* _THE TASK_: Examine the listing below and state how many of its lines contain the word "reason". Write only the number.

* _STORED DATA_:
···

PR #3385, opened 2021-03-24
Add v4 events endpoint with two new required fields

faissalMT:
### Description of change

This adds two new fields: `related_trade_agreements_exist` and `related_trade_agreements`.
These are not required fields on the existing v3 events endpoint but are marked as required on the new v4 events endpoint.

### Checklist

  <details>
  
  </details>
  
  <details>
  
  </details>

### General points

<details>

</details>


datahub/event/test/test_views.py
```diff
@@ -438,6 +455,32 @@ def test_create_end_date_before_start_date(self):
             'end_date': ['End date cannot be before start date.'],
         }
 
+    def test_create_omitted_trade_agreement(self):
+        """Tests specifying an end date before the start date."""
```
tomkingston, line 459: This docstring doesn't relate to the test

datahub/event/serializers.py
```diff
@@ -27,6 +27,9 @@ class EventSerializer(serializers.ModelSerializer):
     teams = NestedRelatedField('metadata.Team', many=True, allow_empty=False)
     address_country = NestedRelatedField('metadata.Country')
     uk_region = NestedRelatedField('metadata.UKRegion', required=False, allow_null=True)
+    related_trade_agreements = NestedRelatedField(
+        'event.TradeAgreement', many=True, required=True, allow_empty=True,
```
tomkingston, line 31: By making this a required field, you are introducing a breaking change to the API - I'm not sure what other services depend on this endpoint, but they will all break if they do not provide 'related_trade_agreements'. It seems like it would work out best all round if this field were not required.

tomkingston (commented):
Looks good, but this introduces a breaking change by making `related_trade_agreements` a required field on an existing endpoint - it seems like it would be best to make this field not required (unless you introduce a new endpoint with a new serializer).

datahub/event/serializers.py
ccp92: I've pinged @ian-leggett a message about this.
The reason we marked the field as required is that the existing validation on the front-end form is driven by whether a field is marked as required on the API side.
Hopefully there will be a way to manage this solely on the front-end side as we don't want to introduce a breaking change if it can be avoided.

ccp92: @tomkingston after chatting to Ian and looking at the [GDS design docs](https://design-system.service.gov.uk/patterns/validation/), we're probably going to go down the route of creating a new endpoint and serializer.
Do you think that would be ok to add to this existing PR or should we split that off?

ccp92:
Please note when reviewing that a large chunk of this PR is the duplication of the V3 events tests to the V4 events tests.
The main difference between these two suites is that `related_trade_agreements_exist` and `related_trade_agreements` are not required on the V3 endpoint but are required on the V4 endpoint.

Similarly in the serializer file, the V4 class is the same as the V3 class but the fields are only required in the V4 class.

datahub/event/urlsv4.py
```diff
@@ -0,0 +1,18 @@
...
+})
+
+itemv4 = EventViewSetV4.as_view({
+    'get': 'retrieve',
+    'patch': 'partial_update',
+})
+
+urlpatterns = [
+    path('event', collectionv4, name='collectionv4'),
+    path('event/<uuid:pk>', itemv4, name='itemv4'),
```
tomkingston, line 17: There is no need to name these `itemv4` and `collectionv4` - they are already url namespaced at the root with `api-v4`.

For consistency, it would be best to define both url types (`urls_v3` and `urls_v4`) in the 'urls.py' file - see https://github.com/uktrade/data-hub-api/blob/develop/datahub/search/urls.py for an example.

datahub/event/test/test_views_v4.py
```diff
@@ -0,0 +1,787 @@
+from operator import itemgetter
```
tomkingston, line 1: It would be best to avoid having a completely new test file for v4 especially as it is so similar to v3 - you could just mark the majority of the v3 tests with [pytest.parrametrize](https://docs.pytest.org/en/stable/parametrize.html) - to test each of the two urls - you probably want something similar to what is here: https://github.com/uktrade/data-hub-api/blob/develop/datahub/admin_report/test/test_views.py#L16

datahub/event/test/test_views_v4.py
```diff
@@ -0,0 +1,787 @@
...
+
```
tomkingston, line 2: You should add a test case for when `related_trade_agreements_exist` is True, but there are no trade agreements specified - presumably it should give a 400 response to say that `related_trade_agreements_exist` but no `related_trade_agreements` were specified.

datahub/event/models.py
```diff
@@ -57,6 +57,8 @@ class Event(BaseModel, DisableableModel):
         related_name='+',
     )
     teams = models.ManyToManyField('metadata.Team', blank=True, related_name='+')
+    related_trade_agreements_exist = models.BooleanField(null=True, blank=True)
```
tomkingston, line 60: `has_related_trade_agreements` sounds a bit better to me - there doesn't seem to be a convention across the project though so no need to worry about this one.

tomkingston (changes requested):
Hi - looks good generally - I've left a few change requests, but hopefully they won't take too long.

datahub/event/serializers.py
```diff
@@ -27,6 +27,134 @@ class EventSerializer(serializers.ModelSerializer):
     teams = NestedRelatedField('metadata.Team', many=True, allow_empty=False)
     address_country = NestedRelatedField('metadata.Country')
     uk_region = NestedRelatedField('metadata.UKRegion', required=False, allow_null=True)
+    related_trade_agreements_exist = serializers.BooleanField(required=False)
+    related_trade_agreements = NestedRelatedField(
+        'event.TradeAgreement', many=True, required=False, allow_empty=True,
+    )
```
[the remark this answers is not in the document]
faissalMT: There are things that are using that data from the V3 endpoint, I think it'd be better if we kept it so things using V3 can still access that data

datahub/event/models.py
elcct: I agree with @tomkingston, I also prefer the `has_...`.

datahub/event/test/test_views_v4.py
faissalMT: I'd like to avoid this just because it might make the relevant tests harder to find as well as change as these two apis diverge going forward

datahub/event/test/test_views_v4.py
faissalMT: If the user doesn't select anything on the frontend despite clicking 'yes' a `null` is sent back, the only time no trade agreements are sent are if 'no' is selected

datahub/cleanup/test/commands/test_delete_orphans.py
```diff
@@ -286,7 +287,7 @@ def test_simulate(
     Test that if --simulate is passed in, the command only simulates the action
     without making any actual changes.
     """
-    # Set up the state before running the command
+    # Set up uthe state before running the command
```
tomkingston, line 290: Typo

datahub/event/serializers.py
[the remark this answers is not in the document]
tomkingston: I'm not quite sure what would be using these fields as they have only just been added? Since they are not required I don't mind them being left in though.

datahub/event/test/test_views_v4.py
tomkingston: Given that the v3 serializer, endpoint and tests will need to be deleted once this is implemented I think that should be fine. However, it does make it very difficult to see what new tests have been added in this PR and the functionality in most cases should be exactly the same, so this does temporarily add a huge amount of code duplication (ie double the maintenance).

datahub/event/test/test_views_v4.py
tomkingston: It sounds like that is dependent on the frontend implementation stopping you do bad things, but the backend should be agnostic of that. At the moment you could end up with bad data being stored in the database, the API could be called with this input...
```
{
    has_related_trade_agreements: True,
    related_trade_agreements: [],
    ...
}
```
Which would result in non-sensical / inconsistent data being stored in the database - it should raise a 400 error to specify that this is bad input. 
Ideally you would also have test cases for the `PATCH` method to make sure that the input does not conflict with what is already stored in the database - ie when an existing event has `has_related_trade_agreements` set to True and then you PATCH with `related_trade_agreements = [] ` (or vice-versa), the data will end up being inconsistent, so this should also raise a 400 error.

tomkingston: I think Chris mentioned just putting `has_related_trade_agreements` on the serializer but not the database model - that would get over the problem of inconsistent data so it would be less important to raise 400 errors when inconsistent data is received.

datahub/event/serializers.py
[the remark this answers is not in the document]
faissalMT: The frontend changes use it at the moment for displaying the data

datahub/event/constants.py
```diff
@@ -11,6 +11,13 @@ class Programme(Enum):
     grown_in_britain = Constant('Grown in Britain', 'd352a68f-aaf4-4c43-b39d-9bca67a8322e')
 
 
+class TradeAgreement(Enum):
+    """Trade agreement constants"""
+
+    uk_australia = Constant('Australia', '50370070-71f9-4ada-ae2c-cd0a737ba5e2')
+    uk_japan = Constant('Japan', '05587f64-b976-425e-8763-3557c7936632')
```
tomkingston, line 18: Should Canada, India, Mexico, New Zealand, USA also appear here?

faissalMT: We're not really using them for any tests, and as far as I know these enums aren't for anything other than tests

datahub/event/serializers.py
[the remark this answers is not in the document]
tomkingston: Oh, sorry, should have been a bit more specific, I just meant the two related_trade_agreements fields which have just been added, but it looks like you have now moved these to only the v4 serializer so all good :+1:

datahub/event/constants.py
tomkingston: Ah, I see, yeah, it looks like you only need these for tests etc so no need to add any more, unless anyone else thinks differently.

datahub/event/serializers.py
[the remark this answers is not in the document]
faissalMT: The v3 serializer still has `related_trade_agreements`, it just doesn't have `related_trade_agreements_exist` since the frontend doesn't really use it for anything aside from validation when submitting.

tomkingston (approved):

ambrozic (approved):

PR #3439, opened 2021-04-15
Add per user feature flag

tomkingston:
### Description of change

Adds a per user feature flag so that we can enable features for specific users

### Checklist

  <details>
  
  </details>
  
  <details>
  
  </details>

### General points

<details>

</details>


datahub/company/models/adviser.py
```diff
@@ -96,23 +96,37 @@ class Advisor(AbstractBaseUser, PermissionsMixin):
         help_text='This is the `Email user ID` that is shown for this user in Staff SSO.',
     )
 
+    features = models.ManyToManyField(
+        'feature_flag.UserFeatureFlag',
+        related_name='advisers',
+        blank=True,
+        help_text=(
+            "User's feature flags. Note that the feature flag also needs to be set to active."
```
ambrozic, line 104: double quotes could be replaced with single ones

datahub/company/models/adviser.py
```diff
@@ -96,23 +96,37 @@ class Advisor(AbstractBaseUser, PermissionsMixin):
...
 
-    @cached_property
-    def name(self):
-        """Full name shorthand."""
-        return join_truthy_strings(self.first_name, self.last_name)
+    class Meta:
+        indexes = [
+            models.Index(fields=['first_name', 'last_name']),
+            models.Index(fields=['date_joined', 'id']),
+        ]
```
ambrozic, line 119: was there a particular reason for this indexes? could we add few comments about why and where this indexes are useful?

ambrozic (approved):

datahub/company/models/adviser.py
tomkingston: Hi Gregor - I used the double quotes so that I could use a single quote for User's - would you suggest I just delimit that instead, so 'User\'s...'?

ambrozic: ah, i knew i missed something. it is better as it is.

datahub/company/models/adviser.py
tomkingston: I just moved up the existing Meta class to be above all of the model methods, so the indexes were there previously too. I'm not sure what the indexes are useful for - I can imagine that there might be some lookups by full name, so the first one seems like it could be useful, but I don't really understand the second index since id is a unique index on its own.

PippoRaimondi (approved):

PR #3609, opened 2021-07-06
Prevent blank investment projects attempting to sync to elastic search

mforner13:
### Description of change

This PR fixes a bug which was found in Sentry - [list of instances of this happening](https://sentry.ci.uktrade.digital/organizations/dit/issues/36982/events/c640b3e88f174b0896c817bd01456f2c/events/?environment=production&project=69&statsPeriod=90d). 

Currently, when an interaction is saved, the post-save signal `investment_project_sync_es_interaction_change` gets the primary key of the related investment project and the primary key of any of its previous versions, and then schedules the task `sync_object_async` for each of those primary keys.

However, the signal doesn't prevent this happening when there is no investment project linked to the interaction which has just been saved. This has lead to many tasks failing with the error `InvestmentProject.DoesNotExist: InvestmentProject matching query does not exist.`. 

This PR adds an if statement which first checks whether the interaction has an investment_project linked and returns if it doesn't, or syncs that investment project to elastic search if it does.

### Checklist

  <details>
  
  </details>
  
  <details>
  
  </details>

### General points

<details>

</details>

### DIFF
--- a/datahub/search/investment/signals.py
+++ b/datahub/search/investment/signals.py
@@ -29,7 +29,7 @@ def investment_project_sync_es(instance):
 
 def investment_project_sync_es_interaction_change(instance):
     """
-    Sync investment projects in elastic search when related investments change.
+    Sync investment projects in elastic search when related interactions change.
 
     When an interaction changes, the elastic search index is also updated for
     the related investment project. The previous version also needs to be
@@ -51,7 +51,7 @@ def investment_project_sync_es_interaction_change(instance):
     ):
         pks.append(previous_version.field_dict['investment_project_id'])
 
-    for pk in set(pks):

···

* _REPLY_: 2